The news coming from New Horizons may soon subside but in the meantime, we can still be thankful for snippets of information such as the one supporting the idea that the chasms of Charon suggest a former subsurface ocean. The discovery was made thanks to LORRI – the Long Range Reconnaissance Imager onboard the New Horizons craft that has just several months ago passed by Pluto and its moons.
The photos that the probe managed to shoot when passing Charon – the largest moon of Pluto’s total of five – depict a lot of terrain signs that suggest the existence of a subsurface ocean that, at one point, froze over and expanded outward into becoming the jagged exterior that can be spotted these days. Across the equatorial belt of Charon, there are numerous chasms and fractures that are, at times, as long as 1,100 miles and 4.5 miles deep.
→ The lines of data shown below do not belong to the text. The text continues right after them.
PR #159, opened 2017-01-21
Add docker cleanup to tutorial tests

hugoesthere:
@kevgo

### DIFF
--- a/cli/features/support/env.ls
+++ b/cli/features/support/env.ls
@@ -1,4 +1,5 @@
 require! {
+  'child_process'
   '../../../exosphere-shared' : {kill-child-processes}
   'fs-extra' : fs
 }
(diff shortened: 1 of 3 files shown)


cli/features/support/env.ls
```diff
@@ -13,3 +14,12 @@ module.exports = ->
     if @app-dir
       fs.remove-sync @app-dir
     kill-child-processes done
+
+
+  #stop and remove all running docker containers
+  @After tags: ['~@docker-cleanup'], timeout: 20_000, (scenario, done) ->
+    running-containers = child_process.exec-sync 'docker ps -q' |> (.to-string!)
```
kevgo, line 21: Don't we have a DockerHelper class that encapsulates such things?

kevgo (approved):
Very cool! Does this fix the thing where I had to restart Docker manually between each test run?

cli/features/support/env.ls
hugoesthere: It doesn't have a function to remove all running containers.

hugoesthere:
Yes, you should be able to run `tutorial.feature` multiple times without restarting Docker now.

cli/features/support/env.ls
kevgo: Can you add one? It would be good if all Docker-related functionality is encapsulated in this class, rather than spread all over the codebase.

hugoesthere: That change would go along nicely with the docker-runner refactor we have in the works. I will make a ticket out of this.

PR #170, opened 2017-01-24
Fix exo-run tests

hugoesthere:
At this point all sub-projects are green (at least locally) with the exception of `website`

@kevgo

### DIFF
--- a/exo-run/features/run.feature
+++ b/exo-run/features/run.feature
@@ -24,11 +24,9 @@ Feature: running Exosphere applications
       | web   |
       | users |
     And ExoCom uses this routing:
-      | COMMAND       | SENDERS | RECEIVERS |
-      | users.list    | web     | users     |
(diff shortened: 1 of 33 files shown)


exo-run/features/run.feature
```diff
@@ -24,11 +24,9 @@ Feature: running Exosphere applications
       | web   |
       | users |
     And ExoCom uses this routing:
-      | COMMAND       | SENDERS | RECEIVERS |
-      | users.list    | web     | users     |
-      | users.listed  | users   | web       |
-      | users.create  | web     | users     |
-      | users.created | users   | web       |
+      | SERVICE | SENDS                       | RECEIVES                    |
```
kevgo, line 27: Rename `SERVICE` to `ROLE`?

kevgo (approved):

PR #350, opened 2017-07-19
[new exo-run - 2] write docker_setup in Go

cheahuychou:


cheahuychou:

cheahuychou:

exo-go/src/docker_setup/index.go
```diff
@@ -0,0 +1,138 @@
...
+func NewDockerSetup(appConfig types.AppConfig, serviceConfig types.ServiceConfig, serviceData types.ServiceData, role string, logger *logger.Logger, appDir string) *DockerSetup {
+	return &DockerSetup{
+		AppConfig:     appConfig,
+		ServiceConfig: serviceConfig,
+		ServiceData:   serviceData,
+		Role:          role,
+		Logger:        logger,
+		AppDir:        appDir,
+	}
+}
```
charlierudolph: I don't think this function is needed since all you do is assign things. In this case, the caller can just create a `DockerSetup` struct directly.

exo-go/src/docker_setup/index.go
```diff
@@ -0,0 +1,138 @@
...
+	for _, dependency := range dockerSetup.ServiceConfig.Dependencies {
+		result[strings.ToUpper(dependency.Name)] = dependency.Name
+	}
+	return result
+}
+
+func (dockerSetup *DockerSetup) getDockerLinks() []string {
+	result := []string{}
+	for _, dependency := range dockerSetup.ServiceConfig.Dependencies {
+		result = append(result, fmt.Sprintf("%s%s:%s", dependency.Name, dependency.Version, dependency.Name))
```
charlierudolph, line 44: Is the first part of this the docker container name? could you use dependeny.GetContainerName()?

exo-go/src/docker_setup/index.go
```diff
@@ -0,0 +1,138 @@
...
+		return result, err
+	}
+	return joinDockerConfigMaps(result, dependencyDockerConfigs), nil
+}
+
+func (dockerSetup *DockerSetup) getRenderedVolumes(volumes []string) ([]string, error) {
+	homeDir, err := osHelpers.GetUserHomeDir()
+	if err != nil {
+		return []string{}, err
+	}
```
charlierudolph: Please pass in the home dir

exo-go/src/docker_setup/index.go
```diff
@@ -0,0 +1,138 @@
...
+	dataPath := path.Join(homeDir, ".exosphere", dockerSetup.AppConfig.Name, dockerSetup.Role, "data")
+	renderedVolumes := []string{}
+	if err := os.MkdirAll(dataPath, 0777); err != nil { //nolint gas
+		return renderedVolumes, errors.Wrap(err, "Failed to create the necessary directories for the volumes")
+	}
+	for _, volume := range volumes {
+		renderedVolumes = append(renderedVolumes, strings.Replace(volume, "{{EXO_DATA_PATH}}", dataPath, -1))
+	}
+	return renderedVolumes, nil
```
charlierudolph: This is very similar to the getRenderedVolums in the first PR. I think we can create a helper to dry this up

exo-go/src/docker_setup/index.go
```diff
@@ -0,0 +1,138 @@
...
+}
+
+func (dockerSetup *DockerSetup) getServiceDependenciesDockerConfigs() (map[string]types.DockerConfig, error) {
+	result := map[string]types.DockerConfig{}
+	for _, dependency := range dockerSetup.ServiceConfig.Dependencies {
+		if !dependency.Config.IsEmpty() {
+			// only add dependency docker config if the Config field exists,
+			// otherwise the dependency has already been listed as an application dependency
```
charlierudolph: Can we have tests for this instead of a comment?

exo-go/src/docker_setup/index_test.go
```diff
@@ -0,0 +1,74 @@
...
+
+	var _ = BeforeSuite(func() {
+		appDir = path.Join("..", "..", "..", "exosphere-shared", "example-apps", "external-dependency")
+		appConfig, err := appConfigHelpers.GetAppConfig(appDir)
+		Expect(err).NotTo(HaveOccurred())
+		serviceConfigs, err := serviceConfigHelpers.GetServiceConfigs(appDir, appConfig)
+		Expect(err).NotTo(HaveOccurred())
+		serviceData := serviceConfigHelpers.GetServiceData(appConfig.Services)
+		serviceName := "mongo"
+		setup = dockerSetup.NewDockerSetup(appConfig, serviceConfigs[serviceName], serviceData[serviceName], serviceName, logger.NewLogger([]string{}, []string{}), appDir)
```
charlierudolph: Please create a new `dockerSetup` in a beforeEach so we have a new instance in each test. The rest should be fine to keep in `BeforeSuite `

exo-go/src/docker_setup/index_test.go
```diff
@@ -0,0 +1,74 @@
...
+	})
+
+	var _ = Describe("GetServiceDockerConfigs", func() {
+		var dockerConfigs map[string]types.DockerConfig
```
charlierudolph: If this is needed in multiple tests, please create it in a `beforeEach` so the tests do not rely on each other

exo-go/src/docker_setup/index.go
cheahuychou: no, we need to call `appDependencyHelpers.Build(...)` first. I could do that if you want.

exo-go/src/docker_setup/index.go
cheahuychou: We do have tests for this but in #351 where we test the generated `docker-compose.yml` for a complex app. Do you want me to test it here too? I think it makes sense.

exo-go/src/docker_setup/index.go
charlierudolph: Hmm, If thats whats being used I think that would be a good thing in case we want to change the container names down the road.

cheahuychou: I actually don't know if the first part of each link is supposed to be the container name or it just happens to be. I think we should leave it as it is. What do you think?

exo-go/src/docker_setup/index.go
cheahuychou: I have added tests for this.

cheahuychou:
@charlierudolph all comments addressed.

exo-go/src/docker_setup/index.go
charlierudolph: @hugobho do you know? What is the format of docker links?

exo-go/src/docker_setup/index.go
charlierudolph: Since we have tests for this can we remove the comment?

charlierudolph (approved):
We can follow up with @hugobho if that is suppose to be the container name. And can fix it separately

cheahuychou:
closed in: https://github.com/Originate/exosphere/commit/7a0b544cd3e45a27b29f47d2f515bb977f43d1eb

exo-go/src/docker_setup/index.go
hugoesthere: The mapping is `#{dependency_container_name}:#{dependency_name}`. `dependency_container_name` is generated by us and defined in `docker-compose.yml`, and `dependency_name` is the name a service gives its dependency in its source code. Let's say you have a `users` service that connects to mongo via `http://mongo...` in its source. The mongo container is given a name `mongo:3.4.0`, but the `users` service expects to connect to a container called `mongo`. With this link mapping, `http://mongo...` will be redirected to hit the `mongo:3.4.0` container.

If the theory that suggests that is true, it would explain the simple phenomenon that would have taken place to create Charon’s stretched out surface. The theory is that as a result of the formation process and radioactive decay of elements, there could’ve been at one point enough internal heat to melt underground water ice. This, instead, would have turned into a subsurface ocean that, as temperatures started dropping again, turned frozen solid and expanded outward.
The photos taken by New Horizons was able to immortalize the nature of Charon’s terrain, but not so much study its composition. However, in terms of the topography of Charon, the probe noticed a huge amount of chasms, similar to what a canyon looks like. The studied images would suggest that the elevation in those fractures and canyons reach as much as 7 miles altitude, although that value is the absolute maximum found so far on the surface of Charon.
Serenity Chasma, the name of the equatorial portion of Charon that was captured in the photos taken by New Horizons is one of the most easily visible portions of the moon that suggests the existence of a subsurface ocean a long time ago. The pictures were taken from a distance of 78,700 km and approximately an hour and 40 minutes before the probe came closest to Charon in its trek.